Friday, May 14, 2010

Routine, routine

I read a very interesting devo in Oswald Chambers' My Utmost for His Highest the other night... I hadn't read it in a few days, I guess I had gotten out of the habit. Well... funny... because the entry I read was about making a habit about spending time with God and having a quiet time with just you and Him. Chambers was saying that we really need to be careful to not let spending time with God become spending time with our habit. It sometimes becomes something that we just get so used to doing that we kind of don't even take it seriously or even think about what we're reading or praying. Spending time with God shouldn't be something that we check off of our list... it should be something that we will do without a shadow of a doubt... knowing Jesus should become such a part of our lives that it doesn't feel like a habit... it feels like a lifestyle. Sometimes we get so caught up in having our devotional at the same time every day that we miss out on things and actually kind of push people out of our lives... it becomes something that makes us unsocial and kind of selfish... it isn't about spending time with God anymore, it's about making ourselves feel like we are these good Christians... it gives us a feeling of accomplishment... it's kind of false christianity in a way. It's like... Church on Sundays, praying before we eat, quiet time before going to bed or when we wake up makes us feel good... like we've done our part to stay a Christian. Sometimes we forget that nothing can take away the fact that we will always be Christians and that God is always with us... not just in church or when we pray or when we have a quiet time... ALWAYS every second of the day. I think if more people were constantly aware of Jesus in their lives that they wouldn't feel this craving to make Jesus a habit.
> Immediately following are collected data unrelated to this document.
PR #814, opened 2018-09-21
fix(loading): fix glitch on loading sequence

mrfelton:
## Description:

Refactor such that the LoadingBolt component is only mounted once, in the root component.

## Motivation and Context:

The loading bolt was being shown in several distinct places, which was resulting in a glitch between completing onboarding and showing the wallet ui.

## How Has This Been Tested?

Manually - complete onboarding in various ways and see how the app transitions from the loading bolt to the wallet ui.

## Types of changes:

Bug fix

## Checklist:

### DIFF
--- a/app/containers/Root.js
+++ b/app/containers/Root.js
@@ -1,4 +1,4 @@
-import React from 'react'
+import React, { Component } from 'react'
 import { connect } from 'react-redux'
 import { ConnectedRouter } from 'react-router-redux'
 import { Switch, Route } from 'react-router'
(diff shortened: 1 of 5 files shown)


app/containers/Root.js
```diff
@@ -208,47 +211,64 @@ const mergeProps = (stateProps, dispatchProps, ownProps) => {
...
-          theme={onboardingProps.theme}
-          visible={!onboardingProps.onboarding.onboarding}
-        />
-        <Onboarding {...onboardingProps} />
-        <Syncing {...syncingProps} />
-      </div>
-    )
+class Root extends Component {
+  componentWillMount() {
+    const { fetchTicker } = this.props
```
JimmyMow: don't need to declare a const here if this is the only var we use. can just call `this.props.fetchTicker ()`

JimmyMow:
Tested ACK 05f30c4

@mrfelton one tiny comment

app/containers/Root.js
mrfelton: Our lint rules don't allow for that and not sure that want to change them just for this. Leaving as is for now.

Issue #818, opened 2018-09-25
Connecting Manually - Adding funds defaults dollar amt. to previous dollar amt. input


mattrolightning:
When adding trying to add funds to a channel you're opening manually, the dollar amount below the box where you input the number of Satoshis defaults to the previous amount input in the box while the box itself lists 000000 Satoshis. When you attempt to open a channel manually, the dollar amt. should default to 0 until you input the number of Satoshis in the box above.

![screen shot 2018-09-24 at 11 17 23 pm](https://user-images.githubusercontent.com/43560996/45990841-224a2000-c050-11e8-9b62-a7fbea065a75.png)

- Zap Desktop version: 2.2
- Operating System and version: Mac OS Sierra 10.12.6

JimmyMow:
Ok thanks @mattrolightning. PR #823 fixes this

mrfelton:
Fixed via #823

PR #823, opened 2018-09-26
fix(add-channel): dont remove input text

JimmyMow:
## Description:

Remove `clearTextInput` on `componentDidMount` in the `SubmitChannelForm` component. We aren't clearing it in the reducer so we shouldn't be in the UI

## Motivation and Context:
Fix for #818 

## How Has This Been Tested?
Manually

## Checklist:


mrfelton:
@JimmyMow shouldn't the form default to zero when opening it rather than using values from a previous view of the form?

JimmyMow:
@mrfelton We've always persisted the form input in the reducer and never clear it to 0. mostly because that's how I personally like to use it :p

I'm open to clearing the forms but I think that should be in a different PR that addresses it across the app? For now this will at least fix a temp bug

PR #824, opened 2018-09-29
fix(ticker): use Coinbase API - fixes #815

### LINKED ISSUE #815: Litecoin support broken in recent releases
Lnd w/ Litecoin no longer works.

## Description

After configuring wallet to point at custom lnd instance (w/ litecoind) the app used to finish onboarding and load up the main view (with transactions/pay/request/channel management). With recent releases this is no longer the case. After pressing the connect button, the app is stuck in a perpetual loop which says Loading.

## Expected Behavior

It should work.

## Actual Behavior

It doesn't work 🤣 

## Possible Fix

[Change ticker fetch logic to include Litecoin.](https://github.com/LN-Zap/zap-desktop/commit/f5afb7f085745a44eacd759982bffd3f6d78d346#diff-569b8f2c76eb653b49b4e215b9a2c151R15) As this logic now queries blockchain.info exclusively for rates (and blockchain.info does not support Litecoin), the app doesn't work properly. Reversing some of the changes in PR #639 will likely fix this issue. Yet to test this though.

## Steps to Reproduce

Commit `f9f1a53` is the last litecoin supporting build of zap. This issue is caused by commit `f5afb7f ` (aka PR #639).

## Context

There is a lot of interest in Litecoin support in Zap. The Litecoin developers have been quite busy recently, however we will be contributing code in the future. Not only to ensure Litecoin support, but also to work on improving zap for everyone.

## Your Environment

- Zap Desktop version: Zap v0.2.2-dev #f5afb7f
- Operating System and version: macOS 10.13.6

losh11:
Fixes bug where Litecoin users are stuck in infinite loading screen during on-boarding. Increases selection of fiat currencies selectable by user.

## Description:

PR #639 changed ticker fetching logic to use blockchain.info's ticker API instead of coinmarketcap. This broke Litecoin support, and caused the user to get stuck in an infinite loading screen during on-boarding. 

This PR uses the Coinbase price API to fetch bitcoin & litecoin rates and retains this data in the redux store.

## Motivation and Context:

[It makes litecoin actually work. See issue #815 for greater detail.](https://github.com/LN-Zap/zap-desktop/issues/815)

## How Has This Been Tested?

Tested on bitcoin network in neutrino mode (custom lnd node). Tested on litecoin network in litecoind and ltcd mode. Looks good in redux-devtools too. macOS 10.13.6 w/ node v8.12.0 & yarn latest.

## Types of changes:

Non-breaking bug-fix which fixes issue #815.
zap-desktop no longer uses the Coinbase API over Blockchain.info's ticker.

## Checklist:

- [x ] My code follows the code style of this project.
- [x ] I have reviewed and updated the documentation accordingly.
- [x ] I have read the _CONTRIBUTING_ document.
- [x ] I have added tests to cover my changes where needed.
- [x ] All new and existing tests passed.
- [x ] My commits have been squashed into a concise set of changes.


app/lib/utils/i18n.js
```diff
@@ -93,30 +93,172 @@ export const locales = [
   'zh-TW'
 ]
 
-// Defaine list of currencies that we will support.
+// Define list of currencies that we will support.
```
mrfelton: If we are going to define a complete list like this, could/should we pull the list from the `country-data-lookup` package, which is already installed and imported into this library?

See https://github.com/Zooz/country-data

You can fetch a list of all currencies buy calling `currencies.all`

app/lib/utils/i18n.js
```diff
@@ -93,30 +93,172 @@ export const locales = [
...
 export const currencies = [
-  'USD',
-  'EUR',
-  'JPY',
-  'GBP',
-  'CAD',
-  'KRW',
+  'AED',
```
mrfelton: If we are going to define a complete list like this, could we pull the list from the `country-data-lookup` package instead, which is already installed and being used in this library?

See https://github.com/Zooz/country-data

You can fetch a list of all currencies buy calling `currencies.all`

losh11: Sure can do. I'll take a look. This is just a list of all the currencies that Coinbase `https://api.coinbase.com/v2/exchange-rates?currency=btc` spits out.

mrfelton:
This work was merged via #921

PR #828, opened 2018-10-01
fix(lnd): show error on problem connecting to lnd

mrfelton:
## Description:

If there is a problem connecting to the Lightning interface on a local lnd instance, return the user to the onboarding screen and show the user the error message.

## Motivation and Context:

I don't know... that entry that Chambers wrote just kind of grabbed me. I totally know that feeling,.. I mean I was in Bible school and experienced the habit... I saw other people with the same habit... I have just gotten back into having it a habit... I don't want to spend time with God because I feel obligated... I want to spend time with Him because I want to get to know Him better.

Try and be more aware of God's presence every moment... (it's not that hard) maybe then you'll start to have lots of mini quiet times with Him all day long which is probably growing you more than just one while you're half asleep before or after bed. :)

2 comments:

  1. Good things to think about, Lisa. It's totally true for me too, and I'd rather have quiet times to get to know Him better, not just to check them off my list. Thanks for posting that.

    ReplyDelete
  2. good stuff.
    i like to pray that God's character and holiness will consume my thoughts. Then I find myself praising Him for everything! Even the little things that were so inconsequential just minutes before.